▶ **Required action**: May I have the line containing "Disable fast fail" and every line after it through the end of the data, repeated exactly and with no other lines?

=== Data for this task ===

PR #5512, opened 2023-01-29
Let matrix jobs finish if one of them fails

yabirgb:
Disable fast fail in github CI matrix job for backend tests

https://docs.github.com/en/actions/using-workflows/workflow-syntax-for-github-actions#jobsjob_idstrategyfail-fast


kelsos (approved):
lgtm

PR #5514, opened 2023-01-30
Bump linting packages - Lots of ruff work and rules enabling

LefterisJP:
Check commits for details


LefterisJP:
`rotkehlchen/tests/api/blockchain/test_optimism.py::test_add_optimism_blockchain_account` should pass again now as it passes locally. It's due to the test not mocking and me having moved tokens in the address. Tokens are back to what the test expects so all good :rofl:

===

▶ **Solved problem**:
Disable fast fail in github CI matrix job for backend tests

https://docs.github.com/en/actions/using-workflows/workflow-syntax-for-github-actions#jobsjob_idstrategyfail-fast


kelsos (approved):
lgtm

PR #5514, opened 2023-01-30
Bump linting packages - Lots of ruff work and rules enabling

LefterisJP:
Check commits for details


LefterisJP:
`rotkehlchen/tests/api/blockchain/test_optimism.py::test_add_optimism_blockchain_account` should pass again now as it passes locally. It's due to the test not mocking and me having moved tokens in the address. Tokens are back to what the test expects so all good :rofl:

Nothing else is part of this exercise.